Gaussian processes: inference#
In the previous chapter we have seen how to generate Gaussian process priors. But what we usually would want to do is inference, i.e. given observed data, we would like to estimate model parameters.
In a typical setting, GP enters GLMMs as a latent variable and the model has the form
\[\begin{split}
\begin{align*}
f(x) &\sim \mathcal{GP}(\mu(x), k(x, x')), \\
y | f &\sim \Pi_i p(y_i \vert f(x_i)).
\end{align*}
\end{split}\]
Here \(\{(x_i, y_i)\}_{i=1}^n\) are pairs of observations \(y_i\), and locations of those observations \(x_i\). The role of \(f(x)\) now is to serve as a latent field capturing dependencies between locations \(x\). The expression \(\Pi_i p(y_i \vert f(x_i))\) provides a likelihood, allowing us to link observed data to the model and enabling parameter inference.
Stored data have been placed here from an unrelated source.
Issue #3178, opened 2026-01-02
List workloads API endpoint shows incorrect transport type


aponcedeleonch:
## Bug description

The `/api/v1beta/workloads` endpoint incorrectly reports the transport type for workloads, while querying individual workloads via `/api/v1beta/workloads/{name}` returns the correct transport type.

## Steps to reproduce

1. Deploy a workload with stdio transport (e.g., the time MCP server)
2. List all workloads: `curl http://localhost:8080/api/v1beta/workloads | jq`
3. Query the specific workload: `curl http://localhost:8080/api/v1beta/workloads/time | jq`

## Expected behavior

Both endpoints should report the same transport type. Since the container has MCP_TRANSPORT: stdio environment variable, the transport type should be stdio in both responses.

## Actual behavior

The list endpoint shows `"transport_type": "streamable-http"`:
```json
{
  "name": "time",
  "package": "docker.io/mcp/time:latest",
  "url": "http://127.0.0.1:10618/mcp",
  "port": 10618,
  "transport_type": "streamable-http",
  "proxy_mode": "streamable-http",
  "status": "running",
  ...
}
```

The individual workload endpoint correctly shows `"transport": "stdio"`:
```json
{
  "image": "docker.io/mcp/time:latest",
  ...
  "env_vars": {
    "MCP_TRANSPORT": "stdio"
  },
  "transport": "stdio",
  "proxy_mode": "streamable-http",
  ...
}
```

The task that we usually want to solve is twofold: we want to infer parameters involed in the model, as well as make predictions at unobserved locations \(x_*.\)
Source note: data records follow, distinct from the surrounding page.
PR #3315, opened 2026-01-15
Add HTTP-based PDP authorizer

ghaskins:
IIntroduce a general-purpose authorization backend using HTTP-based Policy
Decision Points (PDPs). This authorizer can work with any PDP server that
implements the PORC (Principal-Operation-Resource-Context) decision endpoint.

Key features:
- HTTP client for connecting to PDP servers via /decision endpoint
- PORC mapping for MCP requests (Principal, Operation, Resource, Context)
- Configurable context inclusion (args, operation metadata)
- JWT claim extraction for principal attributes (roles, groups, scopes)

The authorizer uses a simple API contract:
- POST /decision with PORC JSON body
- Response: {"allow": true/false}

Compatible with Manetu PolicyEngine (MPE) and any custom PDP implementing
the same API.

## Large PR Justification

Multiple related changes that would break if separated

### DIFF
--- a/test/e2e/http_pdp_authz_test.go
+++ b/test/e2e/http_pdp_authz_test.go
@@ -271,7 +271,7 @@ var _ = Describe("HTTP PDP Authorization", Label("middleware", "authz", "http-pd
 				// This should fail because query_vulnerabilities_batch is not authorized
 				_, err := mcpClient.CallTool(ctx, "query_vulnerabilities_batch", arguments)
 				Expect(err).To(HaveOccurred(), "Should fail to call unauthorized tool")
-				Expect(err.Error()).To(ContainSubstring("authorization"), "Error should mention authorization")
+				Expect(err.Error()).To(ContainSubstring("Unauthorized"), "Error should mention Unauthorized")
 
 				GinkgoWriter.Printf("Expected authorization failure for unauthorized tool: %v\n", err)
 			})


JAORMX (commented):
Do you mind if we generalize this a little bit more? I am really keen on this authorizer because it's so general purpose. Having an HTTP-based authorizer is something that's applicable quite generally and could potentially be used with other PDPs that would respect the same API signature.

So... Tell me what you think about this:

* Let's rename this authorizer to something more general like: `httpv1` or something of the sort.
* We shall keep the PORC mappings and... basically keep this same implementation.
* Let's remove the manetu MPE policy domain examples from this particular PR to keep it constrained and smaller

There are some particular pieces that are tied to MPE (e.g. probe mode), but that's fine, we can keep those in this PR and generalize later.

What do you think?

Regarding the MPE policy domain samples: I want to find a good place for folks to view an e2e sample of this, and there we could add the MPE policy samples. What do you think?

ghaskins:
@JAORMX I pushed an update with your suggested changes

docs/authz.md
```diff
@@ -368,6 +369,157 @@ This means that `forbid` policies take precedence over `permit` policies.
...
+### PORC mapping
+
+The HTTP PDP authorizer uses the PORC (Principal-Operation-Resource-Context)
+model for authorization decisions. ToolHive automatically maps MCP requests to
+PORC:
+
+| MCP Concept | PORC Field | Format |
+|-------------|------------|--------|
+| Client identity | `principal.sub` | From JWT `sub` claim |
+| Roles | `principal.mroles` | From JWT `roles` or `mroles` claim |
```
yrobla: why mroles or mgroups instead of roles/groups?

docs/authz.md
```diff
@@ -368,6 +369,157 @@ This means that `forbid` policies take precedence over `permit` policies.
...
+| Groups | `principal.mgroups` | From JWT `groups` or `mgroups` claim |
+| Scopes | `principal.scopes` | From JWT `scope` or `scopes` claim |
+| MCP operation | `operation` | `mcp:<feature>:<operation>` (e.g., `mcp:tool:call`) |
+| MCP resource | `resource` | `mrn:mcp:<server>:<feature>:<id>` (e.g., `mrn:mcp:myserver:tool:weather`) |
```
yrobla, line 519: can you add some comment explaining this format, some link to documentation, etc?

pkg/authz/authorizers/http/config.go
```diff
@@ -0,0 +1,88 @@
...
+}
+
+// ContextConfig configures what context information is included in the PORC.
+// All options default to false, meaning no MCP context is included by default.
+type ContextConfig struct {
+	// IncludeArgs enables inclusion of tool/prompt arguments in context.mcp.args.
+	// Default is false.
+	IncludeArgs bool `json:"include_args,omitempty" yaml:"include_args,omitempty"`
+
+	// IncludeOperation enables inclusion of MCP operation metadata in context.mcp:
```
yrobla, line 47: what will happen if we add some context.mcp, but we do not include operation? will it break? is that covered?

docs/authz.md
ghaskins: MPE is derived from our platform product, and our platform product had a scheme where any Manetu-specific claims added to the JWT had an 'm' prefix (mroles, mclearance, mannotations, etc).  It probably made more sense when this was an MPE-specific patch, but now that it's moving in a "it's generic HTTP" direction, it stands out more.  Not sure what the best solution is, with the current MPE they need those prefixes to work.

docs/authz.md
ghaskins: Will do (we have an explainer here: https://manetu.github.io/policyengine/concepts/mrn).  Ill add this to the docs

pkg/authz/authorizers/http/config.go
ghaskins: operation is a "mandatory phase", so if its missing, the access control decision will be a DENY and the audit-trail will reflect that at least part of the reason for the DENY was the missing operation.  There's some more info available here:

https://manetu.github.io/policyengine/concepts/policy-conjunction#phase-requirements

docs/authz.md
ghaskins: I should add:  As you will see in the note here: https://manetu.github.io/policyengine/concepts/mrn#mrn-format

The MRN format is optional.  All we really care about is unique strings.  We do encourage good organization, and the MRN scheme is an example of how to accomplish that.  Perhaps what I can do is come up with a generic way to talk about the organizational properties without using "mrn" in the cited examples

docs/authz.md
yrobla: i believe that this needs to be more abstract, and we could add some mappers between the specific implementations and the generic settings

pkg/authz/authorizers/http/config.go
yrobla: can this be documented as well?

docs/authz.md
ghaskins: Here's what I am thinking: originally, this PR was written to add "mpev1" to the config.  This was generalized to 'httpv1' in recognition that much of it is applicable to many contexts.  However, maybe I took it too far in the generalization.

So, what I am thinking is:

- most of the current logic for http-based authorizers remains as a reusable substrate
- we have an 'mpev1' type that uses that substrate but does the MPE specific mapping and can have a natural organization to the documentation (e.g. m prefixes needed, operation mandatory, etc).
- other systems may come along and also share the http-based authorizers code, but put whatever mappings, etc, they need in place in a similar way.

thoughts?

yrobla: Something like that could works:

We could use a ClaimMapper interface with type-specific implementations:                       
  - MPEClaimMapper for type: mpev1 - handles m-prefixed claims (mroles, mgroups, mannotations)          
  - OIDCClaimMapper for future type: oidcv1 - uses standard OIDC claims (roles, groups)                 
                                                                                                        
The mapper would be injected into PORCBuilder based on the authorizer type. This keeps the shared HTTP    
infrastructure (client, PORC builder, context config) generic while allowing each PDP type to have its
 own claim mapping conventions.

yrobla:
Hi @ghaskins how are you doing? I triggered some review for you some days ago, and i also see that the PR is failing in lint. I am approaching you to see the status of the work, if you are able to continue the collaboration. We can also take the issues on your behalf and put this PR on shape to be merged. Please keep us informed, thanks!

Gaussian process regression#
The simplest case of the setting described above is the Gaussian process regression where the outcome variable is modelled as a GP with added noise \(\epsilon\). It assumes that the data consists of pairs \(\{(x_i, y_i)\}_{i=1}^n\) and the likelihood is Gaussian with variance \(\sigma^2_\epsilon:\)
\[\begin{split}
\begin{align*}
f(x) &\sim \mathcal{GP}(\mu(x), k(x, x')),\\
y_i &= f(x_i) + \epsilon_i, \\
\epsilon_i &\sim \mathcal{N}(0, \sigma^2_\epsilon).
\end{align*}
\end{split}\]
We want to obtain estimates at locations \(\{(x_i, y_i)\}_{i=1}^m\). Recall the conditioning formula: if
\[\begin{split}
\begin{align*}
\begin{bmatrix} f_n \\ f_m \end{bmatrix} \sim \mathcal{N}\left(\begin{bmatrix} 0 \\
0\end{bmatrix}, \\
\begin{bmatrix} K_{n n} \quad K_{n m} \\ K_{m n} \quad K_{m m} \end{bmatrix}
\right),
\end{align*}
\end{split}\]
then
\[\begin{split}
\begin{align*}
f_m | f_n &\sim \mathcal{N}(\mu_{m|n}, K_{m|n}),\\
\mu_{m|n} & = K_{mn} K_{nn}^{-1} f_n,\\
K_{m|n} & = K_{mm} - K_{mn} K_{nn}^{-1} K_{nm}
\end{align*}.
\end{split}\]
There is an issue with this formula since due to the noise we can not observe \(f_n\), but we observe \(y_n\) instead. The conditional in this case reads as
\[\begin{split}
\begin{align*}
f_m | y_n &\sim \mathcal{N}(\mu_{m|n}, K_{m|n}),\\
\mu_{m|n} & = K_{mn} (K_{nn} + \sigma^2_\epsilon I )^{-1} y_n,\\
K_{m|n} & = K_{mm} - K_{mn} (K_{nn} + \sigma^2_\epsilon I)^{-1} K_{nm}
\end{align*}.
\end{split}\]
This is the predictive distribution of the Gaussian process.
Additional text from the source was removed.